April 15, 2010
Fourth-graders Madison and Brooke Crouch proposed the name Helping Hands, but say it was their mom, Jennifer Locasale-Crouch, who made it happen. Today, it's people who need a smile and the kids who want to make it happen that keeps Helping Hands going.
The halls are empty and the school day is over, but inside the teacher's lounge at Murray Elementary, there are compassionate kids working on a colorful project.
"Any person who likes purple or any of the colors that I chose, it doesn't matter who gets it as long as someone gets it and they like it," said fifth-grader, Stephanie Cornell.
Cornell and the Helping Hands are pushing plant stems, fitting in all the flowers they can. Most of the flower arrangements will be delivered to senior citizens at the Martha Jefferson House. However, one won't make it in the box for next week's delivery.
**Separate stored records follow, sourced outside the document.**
PR #16521, opened 2019-10-01
bpo-38337: Change getattr to inspect.getattr_static

3j14:
When calling `inspect.getmembers` on a class that has a property (`@property`), the property will be called by the `getattr` call in `getmembers`.

Example:

```python
import inspect

class Example:
    def __init__(self, var):
        self._var = var
        print('__init__')

    def foo(self, bar):
        print(bar)
        print('foo')

    @property
    def var(self):
        print('Access property')
        return self._var


if __name__ == '__main__':
    ex = Example('Hello')
    print('--- getmembers from instance ---')
    print(inspect.getmembers(ex))
    print('--- getmembers from class    ---')
    print(inspect.getmembers(Example))
```

## Result:

```
__init__
--- getmembers from instance ---
Access property
[('__class__', <attribute '__class__' of 'object' objects>), ..., ('var', 'Hello')]
--- getmembers from class    ---
[('__class__', <attribute '__class__' of 'object' objects>), ..., ('var', <property object at 0x...>)]
```

## Expected (new result):

```
__init__
--- getmembers from instance ---
[('__class__', <attribute '__class__' of 'object' objects>), ..., ('var', <property object at 0x...>)]
--- getmembers from class    ---
[('__class__', <attribute '__class__' of 'object' objects>), ..., ('var', <property object at 0x...>)]
```

https://bugs.python.org/issue38337

### DIFF
--- a/Lib/inspect.py
+++ b/Lib/inspect.py
@@ -347,7 +347,10 @@ def getmembers(object, predicate=None):
         # like calling their __get__ (see bug #1785), so fall back to
         # looking in the __dict__.
         try:
-            value = getattr_static(object, key)
+            if isinstance(getattr_static(object, key), property):
+                value = getattr_static(object, key)
+            else:
+                value = getattr(object, key)
             # handle the duplicate key
             if key in processed:
                 raise AttributeError
--- a/Lib/inspect.py
+++ b/Lib/inspect.py
@@ -347,7 +347,7 @@ def getmembers(object, predicate=None):
         # like calling their __get__ (see bug #1785), so fall back to
         # looking in the __dict__.
         try:
-            value = getattr(object, key)
+            value = getattr_static(object, key)
             # handle the duplicate key
             if key in processed:
                 raise AttributeError
--- a/Lib/test/test_inspect.py
+++ b/Lib/test/test_inspect.py
@@ -1204,7 +1204,11 @@ class TestClassesAndFunctions(unittest.TestCase):
         foobar = Foo(42)
         try:
             members = inspect.getmembers(foobar)
+            property_member = ('bar', inspect.getattr_static(foobar, 'bar'))
+            self.assertIn(property_member, members)
             class_members = inspect.getmembers(Foo)
+            property_class_member = ('bar', inspect.getattr_static(Foo, 'bar'))
+            self.assertIn(property_member, class_members)
         except NotImplementedError:
             self.fail('getmembers() called property!')
 
--- a/Lib/test/test_inspect.py
+++ b/Lib/test/test_inspect.py
@@ -1191,6 +1191,23 @@ class TestClassesAndFunctions(unittest.TestCase):
         self.assertIn(('f', b.f), inspect.getmembers(b))
         self.assertIn(('f', b.f), inspect.getmembers(b, inspect.ismethod))
 
+    def test_getmembers_static(self):
+        class Foo:
+            def __init__(bar):
+                self._bar = bar
+
+            @property
+            def bar(self):
+                # This property should not be called by getmembers
+                raise NotImplementedError
+            
+        foobar = Foo(42)
+        try:
+            members = inspect.getmembers(foobar)
+            class_members = inspect.getmembers(Foo)
+        except NotImplementedError:
+            self.fail('getmembers() called property!')
+
     def test_getmembers_VirtualAttribute(self):
         class M(type):
             def __getattr__(cls, name):
--- a/Lib/test/test_inspect.py
+++ b/Lib/test/test_inspect.py
@@ -1193,7 +1193,7 @@ class TestClassesAndFunctions(unittest.TestCase):
 
     def test_getmembers_static(self):
         class Foo:
-            def __init__(bar):
+            def __init__(self, bar):
                 self._bar = bar
 
             @property
--- a/Lib/test/test_inspect.py
+++ b/Lib/test/test_inspect.py
@@ -1200,7 +1200,7 @@ class TestClassesAndFunctions(unittest.TestCase):
             def bar(self):
                 # This property should not be called by getmembers
                 raise NotImplementedError
-            
+
         foobar = Foo(42)
         try:
             members = inspect.getmembers(foobar)
--- a/Misc/NEWS.d/next/Library/2019-10-01-12-23-37.bpo-38337.QmLSXW.rst
+++ b/Misc/NEWS.d/next/Library/2019-10-01-12-23-37.bpo-38337.QmLSXW.rst
@@ -1,0 +1,1 @@
+Prevent ``inspect.getmembers`` to call properties. Used ``inspect.getattr_static`` instead.
--- a/Misc/NEWS.d/next/Library/2019-10-01-12-23-37.bpo-38337.QmLSXW.rst
+++ b/Misc/NEWS.d/next/Library/2019-10-01-12-23-37.bpo-38337.QmLSXW.rst
@@ -1,1 +1,1 @@
-Prevent ``inspect.getmembers`` to call properties. Used ``inspect.getattr_static`` instead.
+Prevent :func:`inspect.getmembers` from calling descriptors.


the-knights-who-say-ni:

## CLA Missing

@jnsdrtlf

We also demand... [A SHRUBBERY!](https://www.youtube.com/watch?v=zIV4poUZAQo)


s-sanjay:
should we add a test case ?

Misc/NEWS.d/next/Library/2019-10-01-12-23-37.bpo-38337.QmLSXW.rst
```diff
@@ -0,0 +1 @@
+Prevent ``inspect.getmembers`` to call properties. Used ``inspect.getattr_static`` instead.
```
brandtbucher:
```suggestion
Prevent :func:`inspect.getmembers` from calling descriptors.
```

brandtbucher (changes requested):
Thanks @jnsdrtlf, and welcome to CPython! 😎

I have a minor change to suggest for the NEWS entry, but otherwise this looks like a good improvement.

I also agree that adding regression test is probably a good idea.

brandtbucher:
Actually, from looking at the test failures... I'm not sure if this is the desired behavior (and the docs are ambiguous). Maybe @1st1 can shed some light on the "correct" behavior of this function?

1st1:
Since `inspect.getmembers` is an introspection function it shouldn't run any actual code (i.e. executing getters).  It should compute its result statically.  Using `getattr_static` is the right idea here, for sure.

brandtbucher:
Okay then. So this probably doesn't need a new test, but the ~4 failing ones should be updated!

1st1:
>  So this probably doesn't need a new test, but the ~4 failing ones should be updated!

I think it needs a new test. Basically an object with a property and a test ensuring that the property was discovered by getmembers, but the getter code wasn't run.

jnsdrtlf:
> I think it needs a new test. Basically an object with a property and a test ensuring that the property was discovered by getmembers, but the getter code wasn't run.

Sounds good! I will get back to work and write a test later today.

jnsdrtlf:
The test `test_getmembers_VirtualAttribute` expects this method
```python
@types.DynamicClassAttribute
    def eggs(self):
        return 'spam'
```
to be called. It asserts whether `('eggs', 'spam')` is in `inspect.getmembers`. But this is exactly the behavior that I tried to avoid with my PR.

There is also some wierd behaviour when overwriting `__getattr__` in a metaclass. This probably needs more insight on how `inspect.getmembers` should behave.

**Failing tests:**
 - [ ] `test_get_slot_members`
 - [ ] `test_getmembers_method`
 - [ ] `test_getmembers_VirtualAttribute`

Lib/test/test_inspect.py
```diff
@@ -1191,6 +1191,27 @@ def f(self):
         self.assertIn(('f', b.f), inspect.getmembers(b))
         self.assertIn(('f', b.f), inspect.getmembers(b, inspect.ismethod))
 
+    def test_getmembers_static(self):
+        class Foo:
+            def __init__(bar):
```
hongweipeng: Use `def __init__(self, bar):` please.

3j14: Oups 🤦‍♂  Fixed in commit b415224

hongweipeng:
```
Fixing docs whitespace ... 0 files
Please fix the 1 file(s) with whitespace issues
(on UNIX you can run `make patchcheck` to make the fixes)
```
There seems to be another error, please delete the whitespace of line 1203 in `test_inspect.py`.

https://github.com/jnsdrtlf/cpython/blob/b4152248739073b50c548393161ebc43b4d89b9c/Lib/test/test_inspect.py#L1200-L1204

jnsdrtlf:
Another inconsistent behaviour: `inspect.isdatadescriptor` should return `True` for properties:

> Return true if the object is a data descriptor.
>
> Data descriptors have both a __get__ and a __set__ method. Examples are properties (defined in Python), getsets, and members

([Python Docs](https://docs.python.org/3/library/inspect.html?highlight=isdatadescriptor#inspect.isdatadescriptor))

However, the following code does not return any properties:

```python
class Foo:
    def __init__(self, data):
        self._bar = data
    
    @property
    def bar(self):
        print('--BAR--')
        return self._bar
```
**Result**
```
--BAR--
[]
```
**Expected (new result)**
```python
[('__class__', <attribute '__class__' of 'object' objects>), ('__dict__', <attribute '__dict__' of 'Foo' objects>), ('__weakref__', <attribute '__weakref__' of 'Foo' objects>), ('bar', <property object at 0x...>)]
```


Is this correct so far? I am still confused about how `getmembers` should behave. See `test_getmembers_VirtualAttribute`, this test expects a different behaviour.

jnsdrtlf:
Additionally, 
```python
class Foo:
    pass

inspect.getattr_static(Foo('test'), '__class__')
```
returns `<attribute '__class__' of 'object' objects>` whereas `getattr` would return `<class '__main__.Foo'>`. What should `getmembers` return? If it returns `<attribute '__class__' of 'object' objects>`, the `inspect.isclass` predicate would not work:
```python
class Foo:
    pass

# Will return [] if getattr_static is used
inspect.getmembers(Foo('test'), inspect.isclass)
```

Lib/inspect.py
```diff
@@ -347,7 +347,10 @@ def getmembers(object, predicate=None):
         # like calling their __get__ (see bug #1785), so fall back to
         # looking in the __dict__.
         try:
-            value = getattr_static(object, key)
+            if isinstance(getattr_static(object, key), property):
```
1st1, line 350: Why can't we always use `getattr_static`?  If there's a reason for not using it always, please describe that in a comment.

3j14: This is related to my latest comment. Sorry, I didn't make this clear:

`getattr_static(...,'__class__')` returns `<attribute '__class__' of 'object' objects>` whereas `getattr` would return `<class '__main__.Foo'>`. What should getmembers return? Using `getattr_static` for every attribute doesn't seem to be the solution. It works fine with methods, functions and properties, but some edge cases seem to require `getattr` (such as `__class__`). It is not clear what the expected behaviour is.

1st1: Got it, well, describe this in a comment :)

jnsdrtlf:
I've changed `inspect.getmembers` to only use `inspect.getattr_static` for properties, as other members (e.g. `__class__`) are expected to be returned using `getattr(obj,'__class__')`:

`getattr_static(obj,'__class__')` returns `<attribute '__class__' of 'object' objects>` whereas `getattr` would return `<class '__main__.Foo'>`

This feels more like a temporary fix - could be reverted to the first fix I've committed - although I am just not sure which is better.

At this point, **I am not sure what the actual expected behaviour should be. Someone should review this and the test case that is currently failing**, as it expects a different behaviour (return the actual value of the property).

1st1 (changes requested):
Jonas, I thought about this PR for some time and I think we should reject it.  Modifying `getmembers` in any way would break backwards compatibility in a very non-obvious way for many users.  The ship to fix it has sailed.

We can add a new function `getmembers_static` that would use `getattr_static` instead of `getattr`.  It must be a new distinct function, though.

jnsdrtlf:
@1st1 I share your thoughts on that. It does not seem to be obvious, what `getmembers` should return - and changing it in any way will break existing code. This has already caused me a lot of headaches.

As for introducing a function `getmembers_static`: I still have some questions that should be discussed before doing so:

1. What **should** `getmembers_static` return? Is `getattr_static` appropriate for every member? This would break some predicates (e.g. `isclass`, see comment above). There does not seem to be a "simple" solution.

2. A technical question: The new method should pass most of the same tests as `getmembers`. Would one just copy and paste the old ones? It would also share most of the code - except for maybe 1 line - with `getmembers`.

3. Is there a reason for `getmembers` to return a list of tuples? I would have suggested to use a `dict` instead, which feels more intuitive on first though.

1st1:
> Is there a better place to discuss such questions?

I think it would be better if you could post this to the python-ideas mailing list. I've very limited time and would hate to get this thing staled because of me.

1st1:
Or post it here: https://discuss.python.org/c/ideas

csabella:
I added a link to the discussion on the bug tracker.

jaymegordo:
This would be very helpful, running into the same issue with inspect.getmembers evaluating @property decorated methods.

getmembers_static would solve it.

"This one is for our janitor. He's got cancer. There was one extra and I wanted to make it for him," said Madison Crouch.
"When you give a gift, you're just helping someone and you're making them feel very special," added Aaron Martinez.
Jennifer Locasale-Crouch says working with kids is a warm reminder of how good-natured people can be.
"To look around and see all ages in this room, everyone smiling and wanting to pitch in, it makes me feel good about the future of our next generation," she said.
The kids say there's only one requirement: you have to like helping people. These children and their helping hands show there's nothing artificial about this week's heroes.